Dignity has a unique meaning for each patient and his or her family. Clinicians must identify the source of a patient’s sense of dignity in order to provide comprehensive, empathetic end-of-life care. The model of dignity offered in the study provides a framework by which clinicians can pursue this task, and expand therapeutic options to ensure that dying with dignity is an explicitly targeted outcome.
“The ‘death with dignity’ research by Dr. Chochinov and colleagues clarifies the individual-specific contributors to the dying person’s sense of well being, and suggests relevant types of support care. It should open the door for improved care and lessened suffering at the end of life,” remarked Canada’s pioneer and leading palliative care expert, Dr. Balfour Mount, Eric M. Flander’s Professor of Palliative Medicine at McGill University.
“Dignity-conserving care is comprised not only of what one does to patients, but how one sees patients. Finding ways to remind the dying of their continued value and worth is so much a part of what it means to comfort the dying,” Chochinov explained. When patients are seen, and know that those who care for them see them as being worthy of honor and esteem, dignity is more likely to be maintained.

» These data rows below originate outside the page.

PR #538, opened 2024-03-25
Don't log a warning if we fail to push a VDF update

JamesPiechota:
unless it's an unexpected error


vird:
Aha, so we still log it but in debug logs. So title a bit misleading. LGTM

Practical tools include dignity psychotherapy
The study provides model interventions to deal with end-of-life concerns most commonly experienced by dying patients. In addition to encouraging health care professionals to view their patients as individuals beyond their medical symptoms, practical tools for caregivers are provided. Some interventions include having patients participate in decision-making, encouraging the continuation of normal routines, and participating in “dignity psychotherapy”. One component of dignity psychotherapy helps dying patients create a record of their lives that can be left for family and friends.

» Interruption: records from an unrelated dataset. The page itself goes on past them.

PR #542, opened 2024-03-28
Add GET /chunk_proof(2) endpoints for serving merkle proofs without t…

ldmberman:
…he chunks

### DIFF
--- a/apps/arweave/src/ar_data_sync.erl
+++ b/apps/arweave/src/ar_data_sync.erl
@@ -5,7 +5,8 @@
 -export([start_link/2, join/1, add_tip_block/2, add_block/2,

This unique psychotherapy is presently being piloted in Perth, Australia and in Canada in Ottawa and Winnipeg, with initial promising results.
“Dignity psychotherapy is a very powerful experience. It gives dying patients the chance to participate in something that feels extremely meaningful, and to leave something important behind for those they love,” Dr. Chochinov explains.
“People facing a terminal prognosis deserve end-of-life care that honors their dignity. Research that offers a model to help palliative care workers offer this is a welcome move forward,” says Dr. Barb Whylie, Director, Cancer Control Programs, Canadian Cancer Society.
This study was supported by grants from the National Cancer Institute of Canada with funding from the Canadian Cancer Society, the American Foundation for Suicide Prevention, and the Open Society Institute, Project on Death in America.
CancerCare Manitoba, by an act of legislature, is responsible for cancer prevention, detection, care, research and education throughout Manitoba.
The mission of the Open Society Institute’s Project on Death in America is to understand and transform the culture and experience of dying and bereavement through funding initiatives in research and scholarship, and to foster innovations in the provision of care, public education, professional education, and public policy. The Open Society Institute, a private operating and grantmaking foundation, is part of the network of foundations, created and funded by George Soros, active in more than 50 countries around the world.